Among the entries below, find how many lines carry the word "shortened" and state only that figure.

═════ Data supplied ═════

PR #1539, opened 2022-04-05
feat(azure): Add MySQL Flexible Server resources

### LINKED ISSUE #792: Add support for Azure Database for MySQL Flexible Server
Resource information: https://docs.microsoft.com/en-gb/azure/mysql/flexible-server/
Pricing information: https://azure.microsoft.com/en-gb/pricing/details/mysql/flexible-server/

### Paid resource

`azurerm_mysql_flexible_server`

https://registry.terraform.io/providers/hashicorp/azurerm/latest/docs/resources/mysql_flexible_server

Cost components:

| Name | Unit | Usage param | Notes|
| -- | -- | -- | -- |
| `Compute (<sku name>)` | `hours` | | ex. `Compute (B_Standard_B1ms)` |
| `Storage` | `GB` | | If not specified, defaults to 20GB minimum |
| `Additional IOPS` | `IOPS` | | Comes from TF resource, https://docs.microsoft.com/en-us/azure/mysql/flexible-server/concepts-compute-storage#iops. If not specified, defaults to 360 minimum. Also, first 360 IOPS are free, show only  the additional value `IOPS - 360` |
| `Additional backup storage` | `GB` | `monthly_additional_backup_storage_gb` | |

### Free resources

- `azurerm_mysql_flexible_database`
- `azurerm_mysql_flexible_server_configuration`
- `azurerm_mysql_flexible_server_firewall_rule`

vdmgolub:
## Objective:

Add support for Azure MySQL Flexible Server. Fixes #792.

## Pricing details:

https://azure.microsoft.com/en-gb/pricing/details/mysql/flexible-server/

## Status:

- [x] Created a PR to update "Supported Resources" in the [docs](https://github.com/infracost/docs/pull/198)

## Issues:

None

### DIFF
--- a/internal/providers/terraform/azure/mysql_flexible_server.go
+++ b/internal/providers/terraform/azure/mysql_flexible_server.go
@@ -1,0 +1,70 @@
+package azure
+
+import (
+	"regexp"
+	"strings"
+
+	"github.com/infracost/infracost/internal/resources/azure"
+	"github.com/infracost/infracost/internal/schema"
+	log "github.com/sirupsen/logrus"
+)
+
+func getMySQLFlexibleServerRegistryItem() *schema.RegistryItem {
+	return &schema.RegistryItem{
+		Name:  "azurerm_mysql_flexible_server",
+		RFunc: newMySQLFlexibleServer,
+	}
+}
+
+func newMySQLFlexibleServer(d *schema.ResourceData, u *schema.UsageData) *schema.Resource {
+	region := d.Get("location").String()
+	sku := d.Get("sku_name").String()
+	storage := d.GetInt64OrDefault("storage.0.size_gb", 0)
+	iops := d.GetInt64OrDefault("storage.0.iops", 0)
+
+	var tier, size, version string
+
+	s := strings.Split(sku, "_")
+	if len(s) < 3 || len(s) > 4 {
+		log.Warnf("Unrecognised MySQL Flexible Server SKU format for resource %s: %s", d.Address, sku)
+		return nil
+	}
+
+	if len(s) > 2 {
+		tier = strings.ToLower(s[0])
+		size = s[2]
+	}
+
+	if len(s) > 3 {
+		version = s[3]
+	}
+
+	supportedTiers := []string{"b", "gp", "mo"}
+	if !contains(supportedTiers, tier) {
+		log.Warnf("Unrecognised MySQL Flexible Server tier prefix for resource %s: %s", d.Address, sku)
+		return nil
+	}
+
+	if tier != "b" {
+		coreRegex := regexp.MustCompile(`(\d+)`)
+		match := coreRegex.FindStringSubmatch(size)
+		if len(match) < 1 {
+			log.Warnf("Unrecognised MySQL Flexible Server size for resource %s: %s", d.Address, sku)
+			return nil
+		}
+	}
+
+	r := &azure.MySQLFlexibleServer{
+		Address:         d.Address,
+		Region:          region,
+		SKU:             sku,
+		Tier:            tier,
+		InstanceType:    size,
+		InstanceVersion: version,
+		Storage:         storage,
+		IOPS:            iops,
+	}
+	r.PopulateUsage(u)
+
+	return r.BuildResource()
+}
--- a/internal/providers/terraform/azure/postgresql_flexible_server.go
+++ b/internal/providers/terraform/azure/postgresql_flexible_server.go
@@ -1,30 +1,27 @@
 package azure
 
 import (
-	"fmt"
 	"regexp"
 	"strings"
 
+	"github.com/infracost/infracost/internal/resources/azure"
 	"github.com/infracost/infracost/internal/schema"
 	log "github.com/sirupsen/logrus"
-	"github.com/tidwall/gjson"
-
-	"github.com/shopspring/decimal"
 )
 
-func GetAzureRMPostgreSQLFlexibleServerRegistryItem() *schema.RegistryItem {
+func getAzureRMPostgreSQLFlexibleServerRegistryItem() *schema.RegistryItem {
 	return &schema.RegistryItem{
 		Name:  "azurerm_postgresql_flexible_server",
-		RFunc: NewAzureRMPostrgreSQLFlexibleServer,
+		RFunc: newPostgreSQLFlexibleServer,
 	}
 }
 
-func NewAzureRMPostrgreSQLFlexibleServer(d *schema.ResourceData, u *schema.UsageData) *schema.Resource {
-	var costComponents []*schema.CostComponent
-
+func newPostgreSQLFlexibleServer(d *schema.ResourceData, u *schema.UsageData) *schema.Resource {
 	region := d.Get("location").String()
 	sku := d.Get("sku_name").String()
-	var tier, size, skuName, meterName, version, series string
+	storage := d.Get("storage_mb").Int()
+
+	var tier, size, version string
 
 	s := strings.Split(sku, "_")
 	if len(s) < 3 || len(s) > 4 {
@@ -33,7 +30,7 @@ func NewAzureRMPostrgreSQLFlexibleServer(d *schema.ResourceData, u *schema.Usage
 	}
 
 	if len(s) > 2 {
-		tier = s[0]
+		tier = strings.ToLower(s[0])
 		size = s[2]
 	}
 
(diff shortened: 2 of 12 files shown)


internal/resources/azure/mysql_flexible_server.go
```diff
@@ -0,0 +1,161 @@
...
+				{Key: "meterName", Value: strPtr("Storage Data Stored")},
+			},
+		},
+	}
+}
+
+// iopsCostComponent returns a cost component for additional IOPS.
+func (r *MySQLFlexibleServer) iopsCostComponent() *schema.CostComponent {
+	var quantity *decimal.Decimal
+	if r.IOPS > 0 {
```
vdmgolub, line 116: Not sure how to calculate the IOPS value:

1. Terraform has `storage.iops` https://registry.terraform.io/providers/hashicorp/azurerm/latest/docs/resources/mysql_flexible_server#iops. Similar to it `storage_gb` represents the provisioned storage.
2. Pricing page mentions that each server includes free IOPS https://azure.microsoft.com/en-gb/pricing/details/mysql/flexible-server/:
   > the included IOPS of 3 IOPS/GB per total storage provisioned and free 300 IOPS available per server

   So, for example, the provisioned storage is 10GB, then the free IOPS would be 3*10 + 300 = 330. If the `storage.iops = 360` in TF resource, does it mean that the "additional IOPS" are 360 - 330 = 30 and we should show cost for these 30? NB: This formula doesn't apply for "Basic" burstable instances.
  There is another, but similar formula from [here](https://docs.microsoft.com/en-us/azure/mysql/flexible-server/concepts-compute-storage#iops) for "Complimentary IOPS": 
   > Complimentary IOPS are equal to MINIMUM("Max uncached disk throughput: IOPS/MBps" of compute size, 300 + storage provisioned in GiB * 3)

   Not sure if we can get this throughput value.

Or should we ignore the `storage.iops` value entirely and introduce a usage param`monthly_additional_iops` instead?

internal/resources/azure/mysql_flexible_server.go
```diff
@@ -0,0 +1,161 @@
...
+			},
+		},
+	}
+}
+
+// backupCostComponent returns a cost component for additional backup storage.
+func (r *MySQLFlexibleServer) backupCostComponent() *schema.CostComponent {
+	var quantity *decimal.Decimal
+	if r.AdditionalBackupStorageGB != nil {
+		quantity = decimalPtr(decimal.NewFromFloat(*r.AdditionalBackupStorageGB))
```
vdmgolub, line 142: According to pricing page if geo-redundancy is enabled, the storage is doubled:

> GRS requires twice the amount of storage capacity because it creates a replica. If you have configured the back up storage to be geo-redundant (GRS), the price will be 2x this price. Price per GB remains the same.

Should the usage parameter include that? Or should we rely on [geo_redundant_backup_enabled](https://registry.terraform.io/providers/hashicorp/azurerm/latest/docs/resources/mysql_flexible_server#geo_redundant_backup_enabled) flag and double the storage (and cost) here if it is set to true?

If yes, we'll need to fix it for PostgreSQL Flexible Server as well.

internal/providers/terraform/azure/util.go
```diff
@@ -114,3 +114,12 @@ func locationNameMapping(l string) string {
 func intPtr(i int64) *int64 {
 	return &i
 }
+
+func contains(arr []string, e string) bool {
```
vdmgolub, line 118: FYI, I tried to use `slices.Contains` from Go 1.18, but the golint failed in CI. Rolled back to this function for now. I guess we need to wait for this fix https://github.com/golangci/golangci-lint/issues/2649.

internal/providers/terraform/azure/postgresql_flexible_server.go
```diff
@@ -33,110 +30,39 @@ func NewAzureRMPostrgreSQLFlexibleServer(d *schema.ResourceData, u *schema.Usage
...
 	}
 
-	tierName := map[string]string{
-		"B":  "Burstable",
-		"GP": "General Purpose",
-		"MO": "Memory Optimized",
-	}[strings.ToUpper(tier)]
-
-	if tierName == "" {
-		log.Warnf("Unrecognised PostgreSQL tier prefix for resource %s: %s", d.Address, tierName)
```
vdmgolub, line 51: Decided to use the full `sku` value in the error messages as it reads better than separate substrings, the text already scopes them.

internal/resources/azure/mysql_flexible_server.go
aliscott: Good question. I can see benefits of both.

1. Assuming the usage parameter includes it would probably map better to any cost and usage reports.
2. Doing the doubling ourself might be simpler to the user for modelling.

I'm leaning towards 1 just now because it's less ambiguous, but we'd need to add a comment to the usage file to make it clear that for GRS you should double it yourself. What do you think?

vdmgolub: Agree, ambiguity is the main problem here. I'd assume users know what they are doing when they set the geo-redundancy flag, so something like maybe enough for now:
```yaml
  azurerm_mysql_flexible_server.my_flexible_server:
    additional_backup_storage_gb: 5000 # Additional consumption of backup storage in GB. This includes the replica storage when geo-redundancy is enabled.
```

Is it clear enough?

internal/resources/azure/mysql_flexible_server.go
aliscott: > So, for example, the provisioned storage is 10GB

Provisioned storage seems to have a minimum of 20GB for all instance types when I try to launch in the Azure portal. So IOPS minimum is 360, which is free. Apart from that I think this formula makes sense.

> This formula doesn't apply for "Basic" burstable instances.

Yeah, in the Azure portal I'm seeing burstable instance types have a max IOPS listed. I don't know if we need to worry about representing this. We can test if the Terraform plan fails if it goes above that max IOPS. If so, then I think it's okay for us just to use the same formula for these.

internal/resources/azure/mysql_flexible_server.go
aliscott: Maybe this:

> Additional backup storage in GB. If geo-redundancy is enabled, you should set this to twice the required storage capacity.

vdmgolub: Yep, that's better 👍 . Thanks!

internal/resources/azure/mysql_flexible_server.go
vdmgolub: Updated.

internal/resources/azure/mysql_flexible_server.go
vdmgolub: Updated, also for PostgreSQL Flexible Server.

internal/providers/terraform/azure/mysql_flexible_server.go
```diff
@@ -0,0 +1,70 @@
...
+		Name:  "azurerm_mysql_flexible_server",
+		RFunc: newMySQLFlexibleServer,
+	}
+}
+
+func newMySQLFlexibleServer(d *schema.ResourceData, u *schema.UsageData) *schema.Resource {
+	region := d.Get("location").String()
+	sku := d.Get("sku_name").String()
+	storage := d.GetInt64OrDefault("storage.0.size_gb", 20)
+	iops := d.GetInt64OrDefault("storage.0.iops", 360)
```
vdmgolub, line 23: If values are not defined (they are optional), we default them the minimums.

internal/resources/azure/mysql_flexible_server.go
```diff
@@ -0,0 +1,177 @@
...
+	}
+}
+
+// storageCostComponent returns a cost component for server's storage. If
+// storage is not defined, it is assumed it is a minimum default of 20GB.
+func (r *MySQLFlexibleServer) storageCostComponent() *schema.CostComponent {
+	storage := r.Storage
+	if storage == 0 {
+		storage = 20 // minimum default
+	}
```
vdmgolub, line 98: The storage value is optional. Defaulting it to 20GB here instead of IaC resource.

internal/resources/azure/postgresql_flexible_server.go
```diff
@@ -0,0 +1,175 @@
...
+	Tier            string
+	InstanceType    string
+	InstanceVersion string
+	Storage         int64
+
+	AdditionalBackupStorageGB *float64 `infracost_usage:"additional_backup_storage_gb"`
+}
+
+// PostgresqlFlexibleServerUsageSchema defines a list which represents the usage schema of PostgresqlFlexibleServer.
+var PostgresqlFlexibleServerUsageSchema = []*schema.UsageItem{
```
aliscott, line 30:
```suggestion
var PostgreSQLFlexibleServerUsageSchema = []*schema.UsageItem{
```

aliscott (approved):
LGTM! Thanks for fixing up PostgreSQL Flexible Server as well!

═════
═════ Data supplied ═════

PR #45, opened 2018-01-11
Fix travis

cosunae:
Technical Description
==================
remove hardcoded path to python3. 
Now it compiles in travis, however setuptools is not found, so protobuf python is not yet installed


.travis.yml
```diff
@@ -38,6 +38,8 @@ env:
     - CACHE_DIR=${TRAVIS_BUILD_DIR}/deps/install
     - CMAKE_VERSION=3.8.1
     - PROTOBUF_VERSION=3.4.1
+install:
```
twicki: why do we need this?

═════
═════ Data supplied ═════

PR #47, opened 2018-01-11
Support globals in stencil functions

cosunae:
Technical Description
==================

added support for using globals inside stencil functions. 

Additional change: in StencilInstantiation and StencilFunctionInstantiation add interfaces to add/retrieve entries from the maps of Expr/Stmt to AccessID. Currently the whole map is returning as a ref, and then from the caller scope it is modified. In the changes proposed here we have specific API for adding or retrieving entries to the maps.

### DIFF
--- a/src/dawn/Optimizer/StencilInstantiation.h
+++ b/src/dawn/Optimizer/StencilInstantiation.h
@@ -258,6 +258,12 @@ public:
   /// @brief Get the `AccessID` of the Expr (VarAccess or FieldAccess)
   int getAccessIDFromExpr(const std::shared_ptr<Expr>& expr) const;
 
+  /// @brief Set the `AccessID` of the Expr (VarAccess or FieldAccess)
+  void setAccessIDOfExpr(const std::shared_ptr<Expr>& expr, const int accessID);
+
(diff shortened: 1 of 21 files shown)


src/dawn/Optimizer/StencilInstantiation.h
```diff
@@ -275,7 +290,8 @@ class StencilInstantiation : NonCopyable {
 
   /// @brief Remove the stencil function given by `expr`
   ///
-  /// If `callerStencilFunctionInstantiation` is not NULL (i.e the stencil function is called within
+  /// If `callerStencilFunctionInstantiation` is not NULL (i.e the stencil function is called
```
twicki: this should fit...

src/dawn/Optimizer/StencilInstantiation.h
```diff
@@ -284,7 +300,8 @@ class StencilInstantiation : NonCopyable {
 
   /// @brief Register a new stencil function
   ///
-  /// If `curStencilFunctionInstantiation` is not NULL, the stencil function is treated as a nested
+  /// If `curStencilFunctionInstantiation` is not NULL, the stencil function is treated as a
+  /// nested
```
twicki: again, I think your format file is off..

═════

» Task solution
2